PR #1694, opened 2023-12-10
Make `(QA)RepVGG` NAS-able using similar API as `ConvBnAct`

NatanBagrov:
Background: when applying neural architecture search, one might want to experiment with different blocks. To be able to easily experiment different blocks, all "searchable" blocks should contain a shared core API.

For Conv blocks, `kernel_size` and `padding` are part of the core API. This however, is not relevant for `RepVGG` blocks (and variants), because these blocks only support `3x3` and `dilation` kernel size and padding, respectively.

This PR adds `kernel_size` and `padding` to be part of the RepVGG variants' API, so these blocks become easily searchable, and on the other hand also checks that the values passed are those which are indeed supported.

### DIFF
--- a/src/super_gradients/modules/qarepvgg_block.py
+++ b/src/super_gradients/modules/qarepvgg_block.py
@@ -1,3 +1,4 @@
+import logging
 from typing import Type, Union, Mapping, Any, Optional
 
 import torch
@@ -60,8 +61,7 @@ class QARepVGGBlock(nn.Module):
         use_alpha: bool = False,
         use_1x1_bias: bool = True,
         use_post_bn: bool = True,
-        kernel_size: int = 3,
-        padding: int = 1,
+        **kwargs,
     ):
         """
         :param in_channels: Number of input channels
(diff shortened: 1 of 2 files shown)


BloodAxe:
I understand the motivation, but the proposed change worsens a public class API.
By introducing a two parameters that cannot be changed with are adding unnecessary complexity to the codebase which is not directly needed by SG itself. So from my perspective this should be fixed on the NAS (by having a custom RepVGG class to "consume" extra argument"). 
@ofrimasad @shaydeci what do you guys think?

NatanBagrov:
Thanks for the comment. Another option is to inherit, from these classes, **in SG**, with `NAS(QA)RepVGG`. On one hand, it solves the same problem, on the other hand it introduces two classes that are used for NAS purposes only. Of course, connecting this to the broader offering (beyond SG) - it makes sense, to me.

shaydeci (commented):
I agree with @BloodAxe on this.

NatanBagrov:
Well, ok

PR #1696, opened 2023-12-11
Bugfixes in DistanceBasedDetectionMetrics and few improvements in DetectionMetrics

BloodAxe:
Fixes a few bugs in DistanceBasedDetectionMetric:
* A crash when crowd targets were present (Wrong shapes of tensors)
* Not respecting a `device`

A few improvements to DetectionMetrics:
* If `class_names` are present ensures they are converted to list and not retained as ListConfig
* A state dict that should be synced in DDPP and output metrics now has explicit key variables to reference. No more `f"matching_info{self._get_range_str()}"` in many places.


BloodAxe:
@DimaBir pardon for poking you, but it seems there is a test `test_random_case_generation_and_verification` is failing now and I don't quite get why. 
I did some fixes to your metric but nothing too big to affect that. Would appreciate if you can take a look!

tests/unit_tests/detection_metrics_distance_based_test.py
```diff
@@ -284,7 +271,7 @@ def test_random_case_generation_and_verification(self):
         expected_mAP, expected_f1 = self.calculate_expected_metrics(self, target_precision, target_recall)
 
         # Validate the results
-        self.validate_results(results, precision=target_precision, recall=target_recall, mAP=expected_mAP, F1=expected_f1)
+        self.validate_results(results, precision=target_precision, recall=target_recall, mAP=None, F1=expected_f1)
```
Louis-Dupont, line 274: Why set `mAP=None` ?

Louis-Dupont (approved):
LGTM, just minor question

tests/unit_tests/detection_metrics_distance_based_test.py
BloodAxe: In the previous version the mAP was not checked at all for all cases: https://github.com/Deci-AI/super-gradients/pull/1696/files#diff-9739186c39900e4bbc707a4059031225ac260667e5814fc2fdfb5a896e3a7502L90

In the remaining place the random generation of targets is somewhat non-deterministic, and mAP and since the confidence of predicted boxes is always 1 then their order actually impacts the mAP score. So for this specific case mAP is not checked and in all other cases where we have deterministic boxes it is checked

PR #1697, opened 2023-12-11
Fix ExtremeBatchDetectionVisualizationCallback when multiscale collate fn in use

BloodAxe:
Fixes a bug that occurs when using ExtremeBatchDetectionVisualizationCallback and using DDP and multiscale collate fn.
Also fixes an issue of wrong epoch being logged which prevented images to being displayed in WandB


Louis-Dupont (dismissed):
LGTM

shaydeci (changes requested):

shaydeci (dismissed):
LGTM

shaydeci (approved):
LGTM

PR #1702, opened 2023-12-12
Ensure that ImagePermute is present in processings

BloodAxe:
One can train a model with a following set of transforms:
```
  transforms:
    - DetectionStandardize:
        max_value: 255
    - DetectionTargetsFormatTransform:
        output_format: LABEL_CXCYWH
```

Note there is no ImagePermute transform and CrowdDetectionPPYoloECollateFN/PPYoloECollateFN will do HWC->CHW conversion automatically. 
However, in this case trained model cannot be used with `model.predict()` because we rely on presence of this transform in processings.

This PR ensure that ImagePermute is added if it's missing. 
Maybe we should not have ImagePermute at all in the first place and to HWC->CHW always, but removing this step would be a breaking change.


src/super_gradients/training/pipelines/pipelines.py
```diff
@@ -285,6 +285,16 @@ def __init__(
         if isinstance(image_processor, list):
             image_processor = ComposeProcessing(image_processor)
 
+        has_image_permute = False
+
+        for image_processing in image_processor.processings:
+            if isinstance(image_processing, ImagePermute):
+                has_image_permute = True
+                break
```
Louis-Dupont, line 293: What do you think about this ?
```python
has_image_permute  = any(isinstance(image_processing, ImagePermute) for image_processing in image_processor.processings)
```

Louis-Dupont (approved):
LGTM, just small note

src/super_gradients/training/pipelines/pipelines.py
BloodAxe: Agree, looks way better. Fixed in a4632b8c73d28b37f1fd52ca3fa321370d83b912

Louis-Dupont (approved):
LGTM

Problem to solve: When a line of the material above contains the string "because", it counts. State the total and nothing more.

Answer space: 2